在日本,有一个匿名的程序员运营着一个叫"deconbatch的1000个创意编程之地"的博客。这个名字本身就暗示了一种与数量和耐心有关的实践——不是做一件杰作,而是做一千次尝试。deconbatch用Processing和p5.js写生成艺术,但重点不在这里。重点在于他提出的方法论:事故编程法(Accidental Programming Method)。具体操作很简单:写完一段代码后,随意改点什么——把参数调到极大或极小,把加号换成乘号,在公式里随便加一个sin()。然后看看发生了什么。

这不是"拥抱错误"这种已经变成陈词滥调的创意口号。deconbatch的方法比那个更结构性。他明确地说:bug是你的朋友。他举过一个例子——在写Perlin噪声代码时出了bug,结果那个有bug的版本比"正确"的版本在美学上更好。他没有修复它,而是把bug当成了发现。在De Jong吸引子的实验中,他用手动调参数的方式找到了偶尔会生成水母形状的公式。这些水母不是目标,是余项——参数空间里大量无意义输出中偶然浮出来的东西。

从SAE的视角看,deconbatch的事故编程法就是一个余项生产机制。在正常的编程中,代码的输出是已知的——你写了什么,就得到什么,这是构。但deconbatch把凿构循环的方向反了过来:不是先有意图再有构造,而是先有构造的扰动,再从扰动里识别出美。余项不是被设计出来的,是被撞见的。更重要的是,这种撞见本身就是方法。他不是在说"有时候错误会有好结果"——他是在说错误就是方法的核心。这是一个余项自觉的实践。

艺术界还没有给这种实践一个名字。生成艺术作为一个领域已经有了自己的已构美学——干净的算法、可控的随机性、链上铸造的精致输出。这些是DD的美,已经完成了从余项到构的转变。deconbatch的位置不在那里。他的博客没有画廊背书,没有NFT市场,没有策展人的介入。他甚至是匿名的。他的一千个编程实验安静地积累在一个个人博客上,每一个都附有完整的源代码,任何人都可以拿去改。这种开放性本身就是余项的——它拒绝成为被拥有的已构作品。现在看见他,比以后看见他更重要——因为一旦"事故编程"被某个策展话语收编,它就会变成技法,变成已构,变成死的。
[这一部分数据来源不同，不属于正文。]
PR #3916, opened 2024-03-20
Include Context information in config response

MGibson1:
## Type of change

```
- [ ] Bug fix
- [ ] New feature development
- [x] Other
```

## Objective

Adds feature flag context to config response. This is useful for debugging purposes.

Question: Is there a reason to consider this sensitive? It uses the same bearer token to, say, retrieve full sync data, so all information is retrievable through other endpoints.

## Before you submit

### DIFF
--- a/src/Core/Services/IFeatureService.cs
+++ b/src/Core/Services/IFeatureService.cs
@@ -1,5 +1,11 @@
 ﻿namespace Bit.Core.Services;
 
+public struct FeatureFlagContext
+{
+    public Guid? UserId { get; init; }
+    public Guid[] OrganizationIds { get; init; }
+}
+
 public interface IFeatureService
 {
     /// <summary>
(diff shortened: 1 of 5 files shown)


src/Core/Services/IFeatureService.cs
```diff
@@ -1,5 +1,11 @@
 ﻿namespace Bit.Core.Services;
 
+public struct FeatureFlagContext
```
withinfocus, line 3: 🎨 I am still hung up on this being associated to feature flags. My opinion is that context is a platform-level concept and should be there and not in these classes.

MGibson1: Good thought, I was thinking of context in terms of the LD context, but that's entirely derived from `CurrentContext`. A safe report of that context should fully describe anything that any given Feature Flag provider could use to key off of

PR #3934, opened 2024-03-28
[AC-2172] Member modal - limit admin access

eliykat:
## Type of change

```
- [ ] Bug fix
- [ ] New feature development
- [ ] Other
```

## Objective

Back-end changes for bitwarden/clients#8343. 

~Stacked on #3793.~

Adds additional authorization logic on the following endpoints:
* OrganizationUser.Invite
* OrganizationUser.Put

Also updates authorization handlers for v1 logic.

## Code changes

* **OrganizationUsersController**
  * Invite - check that the saving user can modify access for the collections they're trying to give the invited user
  * Put - this is more complex. Remember that the access-selector does not emit a value for disabled rows, so the client will only send values for the collections the user can modify. This method now (1) ensures that the user can modify the collection access sent by the client, and (2) concats them with collection access that the user _can't_ change before saving to the database. This ensures we don't overwrite collection access that we don't want to change.

* **BulkCollectionAuthorizationHandler**
  * cache the managed collections so that we can call this in a loop in the Put method, above. (Now that I've done this, I think we could remove the "bulk" implementation of this, which would greatly simplify things - but I'll leave that for another day.)
  * change the `Update` method to take into account v1 flag and collection management setting.

* **OrganizationUser_ReadWithCollectionsById** - maybe the last sproc that didn't have the Manage property 😁 

## Before you submit


src/Api/AdminConsole/Controllers/OrganizationUsersController.cs
```diff
@@ -183,16 +184,29 @@ public async Task<OrganizationUserResetPasswordDetailsResponseModel> GetResetPas
     }
 
     [HttpPost("invite")]
-    public async Task Invite(string orgId, [FromBody] OrganizationUserInviteRequestModel model)
+    public async Task Invite(Guid orgId, [FromBody] OrganizationUserInviteRequestModel model)
```
vincentsalucci, line 187: Seems like we're starting to get some more business logic in the controller. Do you have any plans/concern here?

vincentsalucci (approved):
Besides my question, I think this is good!

src/Api/AdminConsole/Controllers/OrganizationUsersController.cs
eliykat: I agree, but it is authorization logic still - you only have to sort the groups and collections in this way because you're accessing it via this endpoint as a user. It doesn't apply to using the public api, for example. This is reflected by the fact that it requires `AuthorizationService` for this logic, which isn't available in the core layer. So I think it stays here for now, although I do agree that the endpoint itself is on the longer side.

eliykat:
Adding the hold label to remind myself not to merge yet - it's stacked on another feature branch.

Jingo88 (dismissed):

eliykat:
I realised that these changes weren't feature flagged properly - PUT did not check for `org.FlexibleCollections`. PUT and POST both contained a v1 flag check inside the authorization handler, but I think it's better if we do it expressly in the controller as well. Therefore:
* POST now checks the v1 flag explicitly (as well as `org.FlexibleCollections`)
* PUT has been split into a separate vNext method which is only called if `org.FlexibleCollections` and v1 flag is enabled.

eliykat:
I've rebased this on main so that it's not blocked by https://github.com/bitwarden/server/pull/3793. It can't be QA'd without it, but it can be reviewed and merged, and new code is feature flagged so it won't do any harm in the meantime.

rkac-bw (approved):
lgtm

Jingo88 (approved):

vincentsalucci (approved):

PR #3938, opened 2024-03-28
[AC-2211] SM Changes

cturnbull-bitwarden:
## Type of change

```
- [ ] Bug fix
- [ ] New feature development
- [X] Other
```

## Objective

Client side PR: https://github.com/bitwarden/clients/pull/8531

## Code changes

## Before you submit


src/Core/Enums/PlanType.cs
```diff
@@ -28,14 +28,24 @@ public enum PlanType : byte
...
+    TeamsAnnually2023 = 13,
+    [Display(Name = "Enterprise (Monthly) 2023")]
+    EnterpriseMonthly2023 = 14,
+    [Display(Name = "Enterprise (Annually) 2023")]
+    EnterpriseAnnually2023 = 15,
+    [Display(Name = "Teams Starter 2023")]
+    TeamsStarter2023 = 16,
     [Display(Name = "Teams (Monthly)")]
-    TeamsMonthly = 12,
+    TeamsMonthly = 17,
```
amorask-bitwarden, line 42: 💭 I thought this wrong for a second, but this is how we grandfather in existing organizations, right? They're DB column will still point to the 2023 ints; clever.

amorask-bitwarden (approved):
Ez pz. We should probably save this PR in Confluence or pin it in our dev channel as an example of how to do a backwards compatible plan update. It's been the easiest 1 to digest so far that I've seen.

amorask-bitwarden (dismissed):

src/Core/Enums/PlanType.cs
cturnbull-bitwarden: Yeah, exactly. This will only affect new organizations

amorask-bitwarden (approved):

PR #3966, opened 2024-04-08
[AC-2420] Fix customer discount ID and SM invite validation

amorask-bitwarden:
## Type of change

```
- [X] Bug fix
- [X] New feature development
- [ ] Other
```

## Objective

This PR includes some changes that ensure an organization that is on the Secrets Manager Standalone Trial cannot just invite Password Manager members to their organization. 

The client-side will check whether the organization is a Standalone Secrets Manager organization and, if it is, it will remove the option to "Include Secrets Manager" on a user invite and always default it to `true`. 

On the server-side, in this PR, we just need to fix an existing bug that was preventing the inviting of a single user who had both PM and SM when the organization currently had 1 PM and 1 SM seat. 

## Code changes

* **[src/Api/Models/Response/SubscriptionResponseModel.cs](https://github.com/bitwarden/server/pull/3966/files#diff-a2fd9d9d7b376a7afe3eca901e053a3848dc7c29d124fc029f4cbe43820922d5):** Modernize
* **[src/Core/Models/Business/SubscriptionInfo.cs](https://github.com/bitwarden/server/pull/3966/files#diff-e4ffeaf04a929eb8c49ed3fd3742205ad44a5faab349fc7f42d863705d3a7873):** Set `BillingCustomerDiscount.Id` equal to the Stripe Coupon ID rather than Discount ID.
* **[src/Core/AdminConsole/Services/Implementations/OrganizationService.cs](https://github.com/bitwarden/server/pull/3966/files#diff-443d95443018d2d3daf6bd19935e90c1d57489f788a64e7d790bfb8f5a68b021):** We need to auto-scale SM seats **after** we add the PM seats. If we don't, we'll throw an exception saying we can't scale SM seats past our PM seat count because the updated SM seats are being validated against the organization's current seat count; not the newly updated seat count like it should be. This removes the need for pre-validation since the actual update does the validation already.
* **[...nFeatures/OrganizationSubscriptions/Interface/IUpdateSecretsManagerSubscriptionCommand.cs](https://github.com/bitwarden/server/pull/3966/files#diff-d6728828a2484bebc5949c7b73d60b7810d6b1d685e91a04780f3591b7eba637):** No longer needed
* **[...OrganizationFeatures/OrganizationSubscriptions/UpdateSecretsManagerSubscriptionCommand.cs](https://github.com/bitwarden/server/pull/3966/files#diff-981e28d73c7b87a173a56b7f6e1f4366bac2f9d081dfe5f70459d025777f4914):** Method can be private.


r-tome (approved):

r-tome (commented):
Is it possible to test the bugfix with a unit test?

amorask-bitwarden:
> Is it possible to test the bugfix with a unit test?

Hi @r-tome, thank you for the review! I took a look and unfortunately it seems like this method's call depth is very large and remarkably difficult to mock start to finish. If this is a blocker I can continue working at it, but since the only change is moving an invocation that would be mocked anyway, I thought it would be easier to have QA thoroughly test invites.

PR #3967, opened 2024-04-10
[AC-2436] Show unassigned items banner

eliykat:
## Type of change

```
- [ ] Bug fix
- [x] New feature development
- [ ] Other
```

## Objective

Add a server endpoint that returns `true` if the current user is an owner or admin of any organization that has unassigned ciphers. Otherwise return `false`.

The clients will use this to show a banner: client PR is https://github.com/bitwarden/clients/pull/8655

This is limited to orgs using flexible collections because self-host has not yet been migrated and it would be premature to show them the banner.

## Code changes

Add endpoint in CiphersController. Notes:
* this uses `_cipherRepository.GetManyUnassignedOrganizationDetailsByOrganizationIdAsync` to determine whether an org has any unassigned ciphers. This is behind a feature flag elsewhere, can @shane-melton please confirm this is OK to use here? I see nothing that strictly ties it to flexible collections v1.
* looped database calls are obviously not great but (a) this is going out as a hotfix, (b) the response will be cached client-side and (c) most people have 0-1 organizations. I opted to use what we already have rather than adding database changes to the hotfix lift.

## Before you submit

### DIFF
--- a/src/Api/Vault/Controllers/CiphersController.cs
+++ b/src/Api/Vault/Controllers/CiphersController.cs
@@ -1118,8 +1118,11 @@ public class CiphersController : Controller
     [HttpGet("has-unassigned-ciphers")]
     public async Task<bool> HasUnassignedCiphers()
     {
+        var orgAbilities = await _applicationCacheService.GetOrganizationAbilitiesAsync();
+
         var adminOrganizations = _currentContext.Organizations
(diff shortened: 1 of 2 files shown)


r-tome (approved):

shane-melton (approved):
This looks good to me! 

> This is behind a feature flag elsewhere, can @shane-melton please confirm this is OK to use here? I see nothing that strictly ties it to flexible collections v1.

Yes, this is okay to use without the V1 flag.

PR #3990, opened 2024-04-15
[AC-2427] update discount logic for complimentary password manager

cturnbull-bitwarden:
## Type of change

```
- [ ] Bug fix
- [ ] New feature development
- [X] Other
```

## Objective

For Secrets Manager free trials, this change will remove the 100% off discount for password manager if Secrets Manager is removed, either by removing it yourself, upgrading to a new org without it, or if CS removes it in the Stripe dashboard.
 
I also took the opportunity to refactor a bit. The diff sucks, but the gist is that the business logic inside of each event type's `if` block was moved to a separate private handler method. It's one small step that'll make moving to commands and queries, or event handlers, easier when we do that. Take a look at the last commit to see the relevant business logic changes.

## Code changes

## Before you submit


amorask-bitwarden (approved):
Looks awesome, nice work.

此刻它还活着。

deconbatch.com ↗

In Japan, an anonymous programmer runs a blog called "deconbatch's Land of 1000 Creative Codings." The title itself signals a practice bound to quantity and patience — not one masterpiece, but a thousand attempts. deconbatch writes generative art in Processing and p5.js, but the tools are not the point. The point is the methodology: the Accidental Programming Method. The procedure is disarmingly simple: after finishing a piece of code, change something thoughtlessly — set a parameter to an absurdly large or small value, swap a plus sign for a multiplication sign, drop a sin() into a formula at random. Then see what happens.

This is not the familiar creative-world platitude of "embracing mistakes." deconbatch's method is more structural than that. He states it plainly: bugs are your friends. He describes an instance where a bug in his Perlin noise code produced output that was aesthetically superior to the "correct" version. He did not fix it — he treated the bug as a finding. In his experiments with De Jong attractors, he hand-tuned parameters until the formulas occasionally generated jellyfish-like shapes. These jellyfish were not the goal. They were remainders — forms that surfaced accidentally from the vast space of meaningless parametric outputs.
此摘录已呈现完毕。